### INFORMATION PROVIDED
PR #430, opened 2023-05-13
[ENH] Parametrize model saving for deep classifiers and regressors

### LINKED ISSUE #407: [ENH] Add parameter to choose to save best and last models in base deep classifiers and regressors

If the user wants to save the best model than it shouldnt be deleted as done by default. Saving the last model should also be an option.

This will remove the dependency on the pickling save estimator to file test, this way we can skip it.

_No response_

### Additional context

_No response_

hadifawaz1999:
#### Reference Issues/PRs
Fix #407 

1. Remove unnecessary pickle stuff from base deep classifier
2. same as 1. but for base deep regressor
3. Add parameters to save best and last models
4. If the best model is to be saved then the user chooses a name for the file (by default now its deleted, this will happen if the parameter is set to False)
5. Use base class method to save last model with a chosen file name
6. Added some missing tags for deep classifiers

no

if they agree with code architecture of model saving and removal of pickle stuff

no need

##### For all contributions
- [ ] The PR title starts with either [ENH], [MNT], [DOC], or [BUG] indicating whether the PR topic is related to enhancement, maintenance, documentation, or bug.

### DIFF
--- a/aeon/classification/deep_learning/base.py
+++ b/aeon/classification/deep_learning/base.py
@@ -28,6 +28,14 @@ class BaseDeepClassifier(BaseClassifier, ABC):
     ----------
     batch_size : int, default = 40
         training batch size for the model
+    save_last_model     : bool, default = False
+        Whether or not to save the last model, last
+        epoch trained, using the base class method
+        save_last_model_to_file
+    last_file_name      : str, default = "last_model"
+        The name of the file of the last model, if
+        save_last_model is set to False, this parameter
+        is discarded
 
     Arguments
     ---------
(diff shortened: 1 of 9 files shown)


TonyBagnall:
all looks good, does this mean it will now pass test_save_estimators_to_file? Or is that dependent on pickle?

hadifawaz1999:
> all looks good, does this mean it will now pass test_save_estimators_to_file? Or is that dependent on pickle?

I think this test is for pickle only, @MatthewMiddlehurst can you confirm ?

MatthewMiddlehurst:
Not had a look through this properly yet. I think the test would currently require pickling, but the methods used here and the ones in the test don't currently match up anyway. We should eventually enable testing for saving deep learners however we decide to do it though.

hadifawaz1999:
I can take care of the test once we get this in.

TonyBagnall (approved):
LGTM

### EXERCISE REQUIREMENTS
The answer should reproduce each entry above in full.

### ANSWER SECTION
PR #430, opened 2023-05-13
[ENH] Parametrize model saving for deep classifiers and regressors

### LINKED ISSUE #407: [ENH] Add parameter to choose to save best and last models in base deep classifiers and regressors

If the user wants to save the best model than it shouldnt be deleted as done by default. Saving the last model should also be an option.

This will remove the dependency on the pickling save estimator to file test, this way we can skip it.

_No response_

### Additional context

_No response_

hadifawaz1999:
#### Reference Issues/PRs
Fix #407 

1. Remove unnecessary pickle stuff from base deep classifier
2. same as 1. but for base deep regressor
3. Add parameters to save best and last models
4. If the best model is to be saved then the user chooses a name for the file (by default now its deleted, this will happen if the parameter is set to False)
5. Use base class method to save last model with a chosen file name
6. Added some missing tags for deep classifiers

no

if they agree with code architecture of model saving and removal of pickle stuff

no need

##### For all contributions
- [ ] The PR title starts with either [ENH], [MNT], [DOC], or [BUG] indicating whether the PR topic is related to enhancement, maintenance, documentation, or bug.

### DIFF
--- a/aeon/classification/deep_learning/base.py
+++ b/aeon/classification/deep_learning/base.py
@@ -28,6 +28,14 @@ class BaseDeepClassifier(BaseClassifier, ABC):
     ----------
     batch_size : int, default = 40
         training batch size for the model
+    save_last_model     : bool, default = False
+        Whether or not to save the last model, last
+        epoch trained, using the base class method
+        save_last_model_to_file
+    last_file_name      : str, default = "last_model"
+        The name of the file of the last model, if
+        save_last_model is set to False, this parameter
+        is discarded
 
     Arguments
     ---------
(diff shortened: 1 of 9 files shown)


TonyBagnall:
all looks good, does this mean it will now pass test_save_estimators_to_file? Or is that dependent on pickle?

hadifawaz1999:
> all looks good, does this mean it will now pass test_save_estimators_to_file? Or is that dependent on pickle?

I think this test is for pickle only, @MatthewMiddlehurst can you confirm ?

MatthewMiddlehurst:
Not had a look through this properly yet. I think the test would currently require pickling, but the methods used here and the ones in the test don't currently match up anyway. We should eventually enable testing for saving deep learners however we decide to do it though.

hadifawaz1999:
I can take care of the test once we get this in.

TonyBagnall (approved):
LGTM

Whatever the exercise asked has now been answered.